__About this exercise__: Would you please repeat exactly the lines from the one containing "(diff shortened: 1 of 1 files shown)" to the end of the records, both included, and leave out the rest?

####

PR #811, opened 2020-03-17
Add some WarpXUtilMsg::AlwaysAssert in particle containers

lucafedeli88:
This mini-PR replaces some of the `AMREX_ALWAYS_ASSERT_WITH_MESSAGE` macros with the new ` WarpXUtilMsg::AlwaysAssert` function, where this might result in more meaningful error messages for the user.

PR #4696, opened 2024-02-13
Removed const modifier from LPInfo object on stack that was causing a…

clarkse:
… warning from not being initialized properly.

### DIFF
--- a/Source/ablastr/fields/PoissonSolver.H
+++ b/Source/ablastr/fields/PoissonSolver.H
@@ -170,7 +170,7 @@ computePhi (amrex::Vector<amrex::MultiFab*> const & rho,
         );
     }
 
-    const amrex::LPInfo& info = amrex::LPInfo();
+    amrex::LPInfo info;
     for (int lev=0; lev<=finest_level; lev++) {
         // Set the value of beta
         amrex::Array<amrex::Real,AMREX_SPACEDIM> beta_solver =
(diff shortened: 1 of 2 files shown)


lucafedeli88 (commented):
Hi @clarkse ,
thank you for your contribution.
Could you please provide some more details on the configuration in which you saw a warning about this variable? In principle, the `amrex::MLEBNodeFDLaplacian` constructor takes `info` as a constant reference, so it should be OK to have `const amrex::LPInfo info;` here.

clarkse:
This is the error I am getting building with GCC 9.4.0:

/home/st247c@HE.local/src/WarpX/Source/ablastr/fields/VectorPoissonSolver.H(133): warning #811-D: const variable "info" requires an initializer -- class "amrex::LPInfo" has no user-provided default constructor
      const amrex::LPInfo info;

I checked in PoissonSolver.H and it appears that the const is not in front of the amrex::LPInfo instantiation in that case.  I traced the addition of the const modifier to:
https://github.com/ECP-WarpX/WarpX/pull/3921

In this PR it was added to VectorPoissonSolver, but not PoissonSolver. I was just getting annoyed at seeing the compile time warning, so if we want to use the const then the default constructor for amrex::LPInfo should have a default constructor.

clarkse:
@lucafedeli88 does this work for you?  It appears consistent with usage in AMReX.

lucafedeli88 (approved):
Looks OK to me. Thanks!

PR #4704, opened 2024-02-19
[WIP] re-organizing metadata for incomplete BTD flush to close cleanly without nans

RevathiJambunathan:
The example in `Examples/Physics_applications/laser_acceleration/inputs_2d_boost` 
will produce nans in openpmd output if BTD flush is incomplete (i.e., run with fewer timesteps)

In this PR, this is fixed by changing the meta data for the snapshot box and geometry, so its consistent with all the previous buffers that were flushed and the number of cells in the current flush. 
Now the same example, when run with fewer timesteps (i.e., scenario where we have an incomplete BTD flush), has consistent meta data and therefore will not show nans for the missing cell data in the OpenPMD output.

This PR fixes the meta-data for the fields 

To do :
1. Update OpenPMD metadata so that the geometry and new number of boxes are corrected wrt to that of the terminated output. @ax3l Is there a way to  reset the openpmd metadata (that was set at first buffer flush) if there is an abrupt force flush and the btd flush is incomplete? 
It wont change the way we do offsets, except for the last incomplete flush, wher the offset will be zero, because the index of the geometry is updated to be consistent with the incomplete buffer.
Screenshot 2024-02-19 at 4 47 31 PM

2. meta-data for particles

### DIFF
--- a/Source/Diagnostics/BTDiagnostics.cpp
+++ b/Source/Diagnostics/BTDiagnostics.cpp
@@ -1018,12 +1018,12 @@ BTDiagnostics::Flush (int i_buffer, bool force_flush)
     amrex::Vector< amrex::MultiFab > out;
     out.resize(nlev_output);
     for(int lev = 0; lev < nlev_output; ++lev) {
-        if (!force_flush) {
-        out[lev] = amrex::MultiFab(m_mf_output[i_buffer][lev].boxArray(),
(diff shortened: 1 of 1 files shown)


RevathiJambunathan:
Discussed at development meeting : 
@ax3l is adding support for openPMD meta-data to be updated.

####

__Result for this exercise__:
(diff shortened: 1 of 1 files shown)


RevathiJambunathan:
Discussed at development meeting : 
@ax3l is adding support for openPMD meta-data to be updated.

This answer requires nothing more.